PR #177, opened 2024-09-09
RFC-177: Make all content types editionable

brucebolt:
Adds RFC-177, which proposes making all content types editionable.

Deadline for comments: Monday 23rd September 2024.

[Rendered view](https://github.com/alphagov/govuk-rfcs/blob/rfc-177/rfc-177-edition-all-content.md)

[Trello card](https://trello.com/c/YZrRcF9o)

### DIFF
--- a/rfc-177-edition-all-content.md
+++ b/rfc-177-edition-all-content.md
@@ -1,0 +1,161 @@
+---
+status: proposed
+implementation: blocked
+status_last_reviewed: 2024-10-29
+---
+
+# Make all content types editionable
+
+## Summary
+
+GOV.UK has a number of types of content published using Whitehall Publisher. Some of these are editionable (i.e. publishers can create a draft version of the document before publishing) whereas others are not editionable (i.e. changes become live immediately).
+
+This RFC proposes using the edition workflow for all publishable entities in Whitehall Publisher.
+
+## Problem
+
+Documents published outside the edition workflow suffer from the following user-facing issues:
+
+* no draft preview (whether for the publisher themselves, or using a shareable preview link for fact checking)
+* no [2i functionality](https://www.gov.uk/guidance/how-to-publish-on-gov-uk/reviewing-and-approving-content\#a-2i-checklist)
+* no scheduled publishing
+* high risk of content errors as changes go live immediately
+* inconsistent access control
+* no audit trail
+* validations are not consistent with other document types, e.g. the length of a document summary
+
+Additionally, there are a number of developer facing issues:
+
+* a high number of callbacks are manually implemented on models to republish associated non-editionable content when changes are made in other types of non-editionable content, which has previously led to incidents where callbacks are accidentally missed or called too frequently
+* two different sets of code exist for republishing the editionable and non-editionable content, with much code for the non-editionable content being specific to the content type; this affects the developer experience, making it more difficult to make changes, due to hardcoded special cases, a lack of flexibility and developers needing to understand additional code
+
+The edition workflow offers the following features, that are not available on non-editionable models:
+
+* 2i is mandatory; unless the user has permissions to force publish
+* all documents can be scheduled to publish in advance
+* all documents have a shareable preview link, which can be used for fact checking by third parties without a Signon account
+* there is reduced risk of errors being published on GOV.UK by giving publishers a draft preview
+* an audit trail is kept of all edits made (including the exact edit, when and by whom)
+* the workflow is uniform with other document types, so publishers will already be familiar with the process without needing to learn a new user interface specifically for the content type
+* documents can be searched and filtered, e.g. by world location
+* all documents can be found in a central location in Whitehall, negating the need for the ‘More’ option on the heading menu
+
+We have seen publishers work around some of these issues by using the integration environment as a draft preview. However this negates the usefulness of integration as a developer testing ground if we know publishers are using it for real publishing purposes. Data in the integration environment is overwritten each night, so drafting and previewing content over multiple days is not possible. Additionally, there is still a risk of making an error when copying the document content from integration to production.
+
+There have been times where a topical event page has needed to be updated or published overnight, to coincide with an announcement or embargo. Without scheduled publishing functionality, a publisher needs to remain awake overnight to manually publish the document or delay publishing until the morning.
+
+## Previous related work
+
+In late 2023 and early 2024, the GOV.UK Publishing Platform team migrated Worldwide Organisations to use the edition workflow. This involved creating a model that inherited from the Edition class, re-associating all the related objects to this new model and then migrating the data from the non-editionable model to the new one.
+
+As part of this work, the team ensured that the translations on sub-content were consistent with the parent page, since Worldwide Organisations had no validation on the translations that were permitted.
+
+The diagram below shows the relationship between models in Whitehall before Worldwide Organisations were made editionable:
+
+```mermaid
+---
+title: "Architecture of worldwide organisation model's relationship to other models before being made editionable in Whitehall"
+---
+
+erDiagram
+    WorldwideOrganisation {}
+    WorldwideOrganisationWorldLocation {}
+    SocialMediaAccount {}
+    Sponsorship {}
+    WorldwideOffice {}
+    WorldwideOrganisationRole {}
+    EditionWorldwideOrganisation {}
+    FeaturedImageData {}
+    WorldLocation {}
+    Organisation {}
+    Role {}
+    WorldNewsStory["WorldNewsStory (Edition)"] {}
+    CorporateInformationPage["CorporateInformationPage (Edition)"] {}
+
+    WorldwideOrganisation ||--|{ WorldwideOrganisationWorldLocation : "has many"
+    WorldwideOrganisation ||--|{ SocialMediaAccount : "has many"
+    WorldwideOrganisation ||--|{ Sponsorship : "has many"
+    WorldwideOrganisation ||--|{ WorldwideOffice : "has many"
+    WorldwideOrganisation ||--|{ WorldwideOrganisationRole : "has many"
+    WorldwideOrganisation ||--|{ EditionWorldwideOrganisation : "has many"
+    WorldwideOrganisation ||--|{ FeaturedImageData : "has many"
+
+    WorldwideOrganisationWorldLocation ||--|| WorldLocation : "has one"
+    Sponsorship ||--|| Organisation : "has one"
+    WorldwideOrganisationRole ||--|| Role : "has one"
+    EditionWorldwideOrganisation ||--|| WorldNewsStory : "has one"
+    EditionWorldwideOrganisation ||--|{ CorporateInformationPage : "has many"
+```
+
+The diagram below shows the relationship between models in Whitehall after Worldwide Organisations were made editionable:
+
+```mermaid
+---
+title: "Architecture of worldwide organisation model's relationship to other models after being made editionable in Whitehall"
+---
+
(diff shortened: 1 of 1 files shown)


rfc-177-edition-all-content.md
```diff
@@ -0,0 +1,147 @@
...
+The edition workflow offers the following features, that are not available on non-editionable models:
+
+* 2i is mandatory; unless the user has permissions to force publish
+* all documents can be scheduled to publish in advance
+* all documents have a shareable preview link, which can be used for fact checking by third parties without a Signon account
+* there is reduced risk of errors being published on website by giving publishers a draft preview
+* an audit trail is kept of all edits made (including the exact edit, when and by whom)
+* the workflow is uniform with other document types, so publishers will already be familiar with the process without needing to learn a new user interface specifically for the content type
+* documents can be searched and filtered, e.g. by world location
+* all documents can be found in a central location in Whitehall, negating the need for the ‘More’ option on the heading menu
```
yndajas, line 40: Although there are links to other things on the "More" page - cabinet ministers ordering, emergency banner settings, sitewide settings, and republishing content - but maybe we can come up with a more descriptive name for those!

rfc-177-edition-all-content.md
```diff
@@ -0,0 +1,148 @@
...
+
+    EditionWorldLocation ||--|| WorldLocation : "has one"
+    EditionOrganisation ||--|| Organisation : "has one"
+    EditionRole ||--|| Role : "has one"
+    EditionEditionableWorldwideOrganisation ||--|| WorldNewsStory : "has one"
+```
+
+## Proposal
+
+This proposal is that we shall apply the edition workflow to all the remaining non-editionable documents in Whitehall Publisher (and all their associated documents):
```
ChrisBAshton, line 133: Can I clarify who you mean by "we"? Is it the Publishing Platform team?

ChrisBAshton (commented):
Any attempt to make Whitehall behaviour more consistent is welcome by me! One important question below:

rfc-177-edition-all-content.md
JonathanHallam: It wouldn't be the Publishing Platform. We were only really in this space because of the work we were doing around Whitehall rendering. The use of "we" here is more of a royal "we" of GOV.UK, so realistically whichever team is responsible for Whitehall (sorry)!

As much as anything we wanted to write this to advertise that there's a bunch of problems that we've solved and that other content types should be way more straightforward than worldwide orgs were.

kevindew:
Sounds great for all the content in Whitehall to be editionable, it’s a major bit of product debt that’d be great to resolve.

It does however a little peculiar for a team to open an RFC without the intention to do the work, I think we should page @richardTowers to get his view on whether this RFC should continue.

The implementation proposal seems reasonable as it follows the existing approach, however I am concerned about the use of the `editions` table for trying to model all those distinct data structures -  particularly given the thing is already quite the monster. I would suggest that we invest in a couple of things as part of further migrations:

- setting up a JSON field that can store content type specific data so that we can stem the proliferation of columns and join tables (either on Edition or by creating a new model that could be a successor to Editions)
- exploring whether we can either remove the single table inheritance aspect of editions or do more with namespacing for it, so that it’s easier to understand in Whitehall what is a foundational model and what is actually a content type - as the model directory of Whitehall is rather daunting.

ryanb-gds:
Irrespective of whether or not we are committing to doing this work (I'd love the Whitehall team to take a shot at something along these lines but regrettably it's a way down our roadmap), I'd like to share a few thoughts.

I agree that all content on Whitehall should have a publishing workflow and share other aspects of edition-like behaviour (maybe the other active editors warning, audit trails, maaaybe translations). However, I would echo Kevin's concerns about coupling everything to the editions database table (and indeed its Active Record model via inheritance).

My suggestion would be that we explore a more composition based approach so that we can decouple the content types from each other in order to facilitate easier changes to individual types in accordance with user needs. For example, not all content types should be eligible for history mode, so it would be beneficial if we could only apply that behaviour where it is appropriate, rather than applying it to all content types and then having to override it where it is not wanted. Same applies for attachments, opening and closing dates on consultations, search indexing and numerous other features of Whitehall.

I think we can do this by making better use of decoupled concerns with tightly defined interfaces. We could achieve this by making the `document_id` column on the editions table into a polymorphic relationship so that editions could relate to models other than documents. If we made that change, organisations, roles, topical events etc. would sit at the same level as the document object in the class hierarchy, but still have access to the edition behaviour provided by a `has_many` polymorphic association with the edition model. We would also need to move most of the document content off of the edition model to other tables that relate to the document object, ideally using [Active Record’s delegated types](https://guides.rubyonrails.org/association_basics.html#delegated-types). That would keep the edition focused exclusively on managing the publishing workflow state, and let documents be responsible for the content state.

This is a similar problem to that faced by the content modelling team when they started to work on reusable content blocks. I wrote a Whitehall draft RFC about how to support reusable content blocks, which proposed [this database schema](https://github.com/alphagov/whitehall/blob/91f84363f6dae9f271410eebef1803a3cfe9fe51/docs/adr/0003-introduce-reusable-content-items/editions.mmd). A similar shape of schema could also support our current set of non-editionable Whitehall content types. The up front work to achieve this implementation would be quite substantial, but I believe it would significantly reduce the total delivery time required to make all Whitehall content types share an editionable publishing workflow.

leimdorfer:
> Irrespective of whether or not we are committing to doing this work (I'd love the Whitehall team to take a shot at something along these lines but regrettably it's a way down our roadmap)

Without understanding the detail, I definitely love this, both for the overall consistency and for the features it makes available to users. On the "way down our roadmap" thing. Having just joined the team, I'm not even really sure we have a longer term roadmap where this would live, but very keen to start pulling that together and it's good to have this as a reference to point to.

brucebolt:
>It does however a little peculiar for a team to open an RFC without the intention to do the work

This is true, however we wanted to make sure the intent was logged and that the previous work done (especially the knowledge acquired when editioning worldwide organisations) was not forgotten.

> The implementation proposal seems reasonable as it follows the existing approach, however I am concerned about the use of the `editions` table for trying to model all those distinct data structures - particularly given the thing is already quite the monster. I would suggest that we invest in a couple of things as part of further migrations:
> 
> * setting up a JSON field that can store content type specific data so that we can stem the proliferation of columns and join tables (either on Edition or by creating a new model that could be a successor to Editions)
> * exploring whether we can either remove the single table inheritance aspect of editions or do more with namespacing for it, so that it’s easier to understand in Whitehall what is a foundational model and what is actually a content type - as the model directory of Whitehall is rather daunting.

Indeed, this smell is a significant piece of tech debt in Whitehall.  It feels out of scope of this proposal, as that would require significant reworking in Whitehall.  Maybe it could be recorded as a separate piece of tech debt, as it can be resolved independently of any further content types being editioned.

>This is a similar problem to that faced by the content modelling team when they started to work on reusable content blocks. I wrote a Whitehall draft RFC (never published owing to a subsequent change of direction) about how to support reusable content blocks, which proposed this database schema. A similar shape of schema could also support our current set of non-editionable Whitehall content types. The up front work to achieve this implementation would be quite substantial, but I believe it would significantly reduce the total delivery time required to make all Whitehall content types share an editionable publishing workflow.

Maybe we could reword this proposal to suggest the implementer decides on the technical route they take?

rfc-177-edition-all-content.md
```diff
@@ -0,0 +1,148 @@
+---
```
richardTowers, line 1: General thoughts at the top, so that they can be threaded:

- Sorry it's taken me such a long time to get a chance to look at this 🙇🏻 
- I agree with the thrust of the other reviewers, which I'd summarise as:
    - Having an approved RFC doesn't necessarily mean we're going to prioritise the work to implement it, and the decision on if / when to prioritise the work is best left with the Whitehall team
    - There's some tech debt in Whitehall which it would be nice to clear up before continuing to build things on the foundation provided by the Edition model and its Single Table Inheritance approach
    - We have various ideas about how to clear up that tech debt, but we haven't got a decision on a way forward
    - Other than those concerns, everyone generally agrees that making everything Editionable is a good idea

So generally this is a good idea, but we just have practicalities to work through. That's left us a little unsure of whether to approve and merge the RFC, or whether to postpone it until we're ready to embark on the work.

I guess we could have it as

```
status: approved
implementation: blocked
```

With some note in the RFC explaining why it's blocked?

I wonder if all the non-editionable things are equally blocked - I could imagine that something like TakePartPages might be quite similar to Edition (e.g. it has a body), and therefore not too smelly to extend Edition and follow that pattern. Whereas some of the things that are knitted together like People / Roles / RoleAppointments / Organisations might be a worse fit for the current approach to Editions.

rfc-177-edition-all-content.md
```diff
@@ -0,0 +1,148 @@
...
+## Problem
+
+Documents published outside the edition workflow suffer from the following user-facing issues:
+
+* no draft preview (whether for the publisher themselves, or using a shareable preview link for fact checking)
+* no [2i functionality](https://www.gov.uk/guidance/how-to-publish-on-gov-uk/reviewing-and-approving-content\#a-2i-checklist)
+* no scheduled publishing
+* high risk of content errors as changes go live immediately
+* no audit trail
+* validations are not consistent with other document types, e.g. the length of a document summary
```
richardTowers, line 24: Is there also a problem with inconsistent access control? For example non-editors being able to change organisation social media links?

rfc-177-edition-all-content.md
```diff
@@ -0,0 +1,148 @@
...
+* People
+* Role Appointments
+* Roles
+* Take part pages
+* Topical Events
+* World Location News
+
+This would be done in the same way as Worldwide Organisations: a new editionable model (and associated models) would be introduced alongside the existing non-editionable model, but its usage kept behind a feature flag. We would then create a migration to move the data from one model to the other, whilst also flipping the feature flag at the same time.
+
+Furthermore we propose that new document types must be editionable. If a new document type needs to be added to any publishing application, it must always follow an edition workflow.
```
richardTowers, line 148: So I'd suggest adding a `Blocked` section to the bottom here, to cover Kevin and Ryan's concerns that the code isn't factored appropriately to provide a good foundation for making more things editionable.

That said, some things (like "new document types must be editionable") do seem like actual decisions we could make. I guess we could split out two RFCs (1 - new document types must be editionable, 2 - make non-editionable document types editionable), but that's a bit of a faff... Maybe "partially blocked"?

rfc-177-edition-all-content.md
brucebolt: Yes, there are inconsistencies.  Especially the hardcoded VIP editor thing we added a few years ago.

rfc-177-edition-all-content.md
brucebolt: I'll stick with this being "partially blocked", but not dictate that future document types must be editionable from now.  This is because a new complex document type may hit the same tech debt problems.  I'll suggest that the new document should be editionable from the point that the underlying tech debt is fixed.

rfc-177-edition-all-content.md
brucebolt: That seems like a good idea to me.  I've updated the PR to reflect the blocked implementation status and added some reasons why.  [Link](https://github.com/alphagov/govuk-rfcs/compare/d1882e6c6b0e3b34ac4b1f1e2aed5308dfa13c2b..22aa2871e099b03f5ea56b8e6333b4bb0be13abe) to the diff.

richardTowers (approved):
_ _ _ _
_What the exercise asks_
Take the lines from the first line of the records through the line holding "Deadline for comments: Monday", both included, and please reproduce them exactly with nothing added.

_Exercise result_
PR #177, opened 2024-09-09
RFC-177: Make all content types editionable

brucebolt:
Adds RFC-177, which proposes making all content types editionable.

Deadline for comments: Monday 23rd September 2024.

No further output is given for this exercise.